More I listen, more I perceive the immenseness of what eludes me. It is becoming more and more disorienting, but maybe that is exactly something to be learned, to live in a constant state of disorientation. I wonder what would be the difference to think orientation in the sonic world rather than in the visual, linear, sequential world. I think about how are we improvising together when we are not playing jazz.
Thanks for all the sounds of this course, and to add some other voices, here some ideas from the “Good Living” premises of some ingenuous communities, in where lately I find so much wisdom, that kind of knowledge that comes with experience, with living, and therefore value so much the elders, and that is never personal, and never human centered.

Although in each country Good Living adopts particular concepts, we can take the thirteen principles of the Ecuadorian movement as a guideline proposal, each reader's work being a critical reading of them:
1 Knowing how to eat: It is not equivalent to filling the stomach; it is important to choose healthy foods and to fast each new moon; everything lives and needs sustenance, that is why through the offerings we also nourish Mother Earth, the mountains, the rivers. Mother Earth gives us the food we need, that is why we should eat the foods of the season, time, and place.
2 Know how to drink: Before drinking, the Pachamama (the Earth) is given to drink.
3 Know how to dance: To enter into a cosmotellur connection and relation, all activity must be carried out with a spiritual dimension.
4 Know how to sleep: You have to sleep two days, that is, sleep before midnight, to have both energies; the one of the night and the one of the morning of the following day. In the southern hemisphere you have to sleep with your head to the north, your feet to the south, in the northern hemisphere with your head to the south and your feet to the north.
5 Knowing how to work: Work is not suffering, it is joy, we must carry out the activity with passion, intensely.
6 Know how to meditate: Enter a process of introspection. Balance is restored through one's silence and connected with the silence of the environment.
7 Knowing how to think: It is a reflection, not only from the rational but from the feeling. Without losing your reason let's walk the path of the heart.
8 Knowing how to love and be loved: Respect for everything that exists generates a harmonious relationship. The complementary.
9 Knowing how to listen: It's not just listening with your ears; is to perceive, to feel, to listen with our whole body; if everything lives, everything speaks also.
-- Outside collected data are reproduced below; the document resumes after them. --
PR #1221, opened 2024-07-09
fix: Correctly name private root

PhilippeWeidmann:
Private space root is named differently based on drivePack


adrien-coye (approved):
I did not run the code, but it looks OK to me.

PR #1225, opened 2024-07-11
fix: Keep sortedName as lowercased

Ambrdctr:
Realm can't sort files correctly: [issue](https://github.com/realm/realm-swift/issues/2970).
Keep sortedName as lowercased to sort files alphabetically (and case insensitive).


adrien-coye (commented):
I'm OK with this code. I'm double-checking that this is what is expected for iOS and Android. Edit: Done

adrien-coye (approved):
All good 🙌

PR #1234, opened 2024-07-25
fix: Extend switch drive tappable area

Lnamw:
### Switch drive from the MenuViewController

**Before**
Tap only available on the button

**After**
Click anywhere on the stackView (icon, label and button)

Simulator Screenshot - iPhone 15 - 2024-07-25 at 09 55 00


adrien-coye (approved):
I played a bit with it, it works well. All good for me 👍

PR #1239, opened 2024-07-30
fix: Attempt to fix what looks like a realm race condition by doing a refactor

adrien-coye:
refactor: Removed some legacy GCD code


PhilippeWeidmann (approved):
Changes look okay. Cool to say good bye to this last bits 🤞

PR #1241, opened 2024-07-30
refactor: Programmatic init FilelistViewController

PhilippeWeidmann:


kDrive/UI/View/Header view/FilesHeaderView.swift
```diff
@@ -73,6 +74,10 @@ class FilesHeaderView: UICollectionReusableView {
         )
         let tapGestureRecognizer = UITapGestureRecognizer(target: self, action: #selector(didTapOnCard))
         uploadCardView.addGestureRecognizer(tapGestureRecognizer)
+
+        selectView = SelectView.instantiate()
```
adrien-coye, line 78: So I guess your intent is to keep the `Class.instantiate()` pattern only for xib related views ?

adrien-coye (commented):
I read the code, all good. I'll play with it tomorrow.

kDrive/UI/View/Header view/FilesHeaderView.swift
PhilippeWeidmann: Yes for now I didn't to touch the XIBs 👍

adrien-coye (approved):
I did play a bit with it. All good.

PR #1242, opened 2024-07-31
fix: Fetch activities using listing

PhilippeWeidmann:
In API V2 after an action, for example an undo. We were fetching activities to update realm.

With V3 there is no notion of activities we only continue listing files based on previous cursor.


adrien-coye (approved):
All good 🙌

PR #1247, opened 2024-08-06
fix(DriveFileManager): Func deleteOrphan crashes realm

adrien-coye:


adrien-coye:
Predicate is actually correct

PR #1250, opened 2024-08-08
fix: Audio preview

adrien-coye:
### Abstract

The audio preview cell has a flaky behaviour. 

This PR aims at abstracting the "Player" away from the Cell code.
Then I fixed the issue related to the slider.

Note: Moved some of `MatomoUtils` to core in order to use it from the "Single Track Player"

Tested on device and mac.


kDrive/UI/Controller/Files/Preview/PreviewViewController.swift
```diff
@@ -213,13 +213,15 @@ class PreviewViewController: UIViewController, PreviewContentCellDelegate, Scene
...
     func observeFileUpdated() {
         driveFileManager?.observeFileUpdated(self, fileId: nil) { [weak self] file in
-            if self?.currentFile.id == file.id {
-                self?.currentFile = file
-                Task { @MainActor in
-                    guard let self else { return }
-                    self.collectionView.endEditing(true)
-                    self.collectionView.reloadItems(at: [self.currentIndex])
-                }
+            guard let self = self,
```
PhilippeWeidmann, line 216: This could be simplified to `guard let self` ?

kDrive/UI/Controller/Menu/AppLockSettingsViewController.swift
```diff
@@ -18,6 +18,7 @@
 
 import kDriveResources
 import LocalAuthentication
+import kDriveCore
```
PhilippeWeidmann, line 21: Why do we now need core ?

kDrive/Utils/MatomoUtils+UI.swift
```diff
@@ -0,0 +1,103 @@
...
+
+    static func trackShareLinkSettings(protectWithPassword: Bool, downloadFromLink: Bool, expirationDateLink: Bool) {
+        MatomoUtils.track(eventWithCategory: .shareAndRights, name: "protectWithPassword", value: protectWithPassword)
+        MatomoUtils.track(eventWithCategory: .shareAndRights, name: "downloadFromLink", value: downloadFromLink)
+        MatomoUtils.track(eventWithCategory: .shareAndRights, name: "expirationDateLink", value: expirationDateLink)
+    }
+
+    // MARK: - File action
+
+    #if !ISEXTENSION
```
PhilippeWeidmann, line 46: Do we still need the ifdef ? I would be great to remove them where we can as Xcode seems a bit lost with the code.

kDrive/UI/Controller/Menu/AppLockSettingsViewController.swift
adrien-coye: `MatomoUtils` in now in core. (as needed by the player)

kDrive/UI/Controller/Files/Preview/PreviewViewController.swift
adrien-coye: Yup, I wonder why the linter does not autocorrect this.

kDrive/Utils/MatomoUtils+UI.swift
adrien-coye: If I remove the ifdef, the extensions are not seeing `FloatingPanelAction`. I can dig deeper or stop there.

kDrive/UI/Controller/Files/Preview/PreviewViewController.swift
PhilippeWeidmann: Yup, I will check if it's a rule we need to enable

kDrive/Utils/MatomoUtils+UI.swift
PhilippeWeidmann: If you need to do a bigger refactor it's not worth it for now

PhilippeWeidmann (approved):

PR #1643, opened 2025-08-13
fix: Modify deeplinks regex to handle all cases

BaptGrv:


adrien-coye (commented):
We can optimise a little somthing.

adrien-coye (approved):
Perfect thanks 👍

PR #1645, opened 2025-08-14
refactor: New method to open directoryLink

BaptGrv:


adrien-coye (approved):
The code looks good, I like to see unit tests 🙌 
I did test that `logged of` then authenticating works _and_ logged in multiple accounts does switch to the correct one. All good to me 👍

PR #1646, opened 2025-08-14
refactor: New method to open filePreview

BaptGrv:


adrien-coye (approved):
Code looks good.
Link works seamless with a simple folder, in various login state.
Let's go 🥳

PR #1647, opened 2025-08-15
fix: Add available offline is always enabled in multi selection

PhilippeWeidmann:


adrien-coye (approved):
Looks good, and works.

PR #1649, opened 2025-08-15
refactor: Replace UniversalLinksHelper with AppRouter+PublicShare

BaptGrv:


adrien-coye (commented):
We did a discuss face to face this.

adrien-coye (approved):
Code looks good.
I did validate the public share behaviour.

PR #1654, opened 2025-08-19
feat: Add a route to handle search deeplinks 

BaptGrv:


adrien-coye (approved):
I did test and verify search, file type, file category, and date interval.
Good work, all works fine 🙌

PR #1656, opened 2025-08-19
fix: Show 'download' and 'offline' for multiselect in offline root

BaptGrv:


adrien-coye (commented):
I did check with Android, we completely hide the move and copy actions within `offlineRoot` in multi-select.

adrien-coye (approved):
I tested this PR this morning with the latest changes, it matches what is done on Android. 
All good to me 👍

PR #1683, opened 2025-09-09
fix: Handle invalid cursor error

PhilippeWeidmann:


kDriveCore/Data/Cache/DriveFileManager/DriveFileManager+Listing.swift
```diff
@@ -30,7 +30,12 @@ public extension DriveFileManager {
 
         let lastCursor = forceRefresh ? nil : try directory.resolve(within: self).lastCursor
 
-        let result = try await apiFetcher.files(in: directory, advancedListingCursor: lastCursor, sortType: sortType)
+        var result: ValidServerResponse<ListingResult>
```
adrien-coye, line 33: We might want to do this as well in the `public func files(in directory:` in the DriveFileManager.swift as well.

adrien-coye (commented):
Just a comment about something we would add as well

PR #1684, opened 2025-09-09
fix: Changing a right in a shared file is updated live

BaptGrv:


adrien-coye (approved):
Good job, works fine.

PR #1685, opened 2025-09-09
fix: Scroll to top after refreshing last modifications

BaptGrv:


kDrive/UI/Controller/Files/File List/FileListViewController.swift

10 Speak well: Before speaking you have to feel and think well, to speak well means to speak to build, to encourage, to contribute. Remember that everything we speak is written in the hearts of those who hear it. Sometimes, it is difficult to erase the effect of some words; That is why we have to speak well.
11 Dreaming: We start from the principle that everything starts from the dream, therefore the dream is the beginning of reality. Through the dream we perceive life. Dreaming is projecting life.
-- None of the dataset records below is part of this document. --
PR #2206, opened 2016-11-11
Added hover text that shows the position of data catalog members

### LINKED ISSUE #2136: Can't see where catalog item lives in catalog
I was looking for an item in AREMI. After finding it by search, there is not a way to know how to find it in the hierarchy:

screenshot 2016-09-29 14 41 40

Previously there was a way (hover over, maybe?) to see where it actually fits in the hierarchy.

RacingTadpole:
Fixes #2136.

### DIFF
--- a/CHANGES.md
+++ b/CHANGES.md
@@ -11,6 +11,7 @@ Change Log
 * The marker indicating the location of a search result is now placed correctly on the terrain surface.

12 Knowing how to walk: There is no fatigue for those who know how to walk. We must be aware that one never walks alone; we walk with the wind, we walk with the Mother Earth, we walk with the Father Sun, we walk with the Mother Moon, we walk with the ancestors and with many other beings.
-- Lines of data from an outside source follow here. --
PR #2210, opened 2016-11-11
Fix ArcGIS test init file, and improve its error message

RacingTadpole:
`CatalogGroup` instances do not have `nowViewingCatalogItem`, `dataCustodian` or `url` properties. So we might as well get rid of the code that checks for them and displays them in the preview pane.

I may have misunderstood something here, so please check this.

Also adds a `description` property (and fixes the URLs) to `#build/terriajs/test/init/arcgis.json` so you can at least see a description. (Adding `url` or `dataCustodian` doesn't work, because they never get put on the instance, which is how I found this issue.)

Also, since the arcgis test group I happened to test this on had some links that weren't working, I took the opportunity to update them, and improve the error handling of ArcGis items (try the "bad link" item to see it). (That really ought to be a separate PR, but these are both so tiny, I've combined them.)

### DIFF
--- a/lib/Models/ArcGisMapServerCatalogItem.js
+++ b/lib/Models/ArcGisMapServerCatalogItem.js
@@ -222,11 +222,11 @@ ArcGisMapServerCatalogItem.prototype._load = function() {
                 that.updateFromMetadata(results[0], {"layers": [results[1]]}, results[2], false, results[1]);
             } else {
                 var message = defined(results[0].error) ? results[0].error.message : 'This dataset returned unusable metadata.';
-                that.terria.error.raiseEvent(new TerriaError({
+                throw new TerriaError({
                     title: 'ArcGIS Mapserver Error',
                     message: '<p>' + message + '</p><p>Please report it by \
 sending an email to <a href="mailto:' + that.terria.supportEmail + '">' + that.terria.supportEmail + '</a>.</p>'
-                }));
+                });
             }
         });
     }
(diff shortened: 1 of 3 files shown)


kring:
`CatalogGroup` itself doesn't have all these properties, but some of them, at least, are sensible on derived group types.  For example, `CkanCatalogGroup` has a `url` and I think `dataCustodian` is sensible for an `ArcGisCatalogGroup`.  And all groups have `info` sections, via `CatalogMember`.  We definitely don't want to get rid of that.

RacingTadpole:
OK, thanks. I'll revert that change and just leave the improvements to arcgis in this PR.

RacingTadpole:
OK, ready for review again - thanks :-)

lib/Models/ArcGisMapServerCatalogItem.js
```diff
@@ -222,8 +221,12 @@ ArcGisMapServerCatalogItem.prototype._load = function() {
                 // Results of a single layer query. Make it look like a multi layer query result.
                 that.updateFromMetadata(results[0], {"layers": [results[1]]}, results[2], false, results[1]);
             } else {
-                console.error("Unusable ArcGIS Mapserver layers metadata: \n" + layersMetadata);
-                throw new RuntimeError('Unusable ArcGIS Mapserver layers metadata from ' + layersUri.toString() + '. See console log for details.');
+                var message = defined(results[0].error) ? results[0].error.message : 'This dataset returned unusable metadata.';
+                that.terria.error.raiseEvent(new TerriaError({
```
kring: `load` should usually return errors via promise rejection, rather than raising `terria.error` and returning success.

RacingTadpole: oops, thanks. Fixed.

13 Knowing how to give and knowing how to receive: Recognize that life is the conjunction of many beings and many forces. In life everything flows: we receive and give; the interaction of the two forces generates life. We must know how to give with blessing, knowing how to give thanks for everything we receive. To be grateful is to know how to receive; receive the brightness of Father Sun, the strength of Mother Earth, flow like Mother Water and all that life gives us”.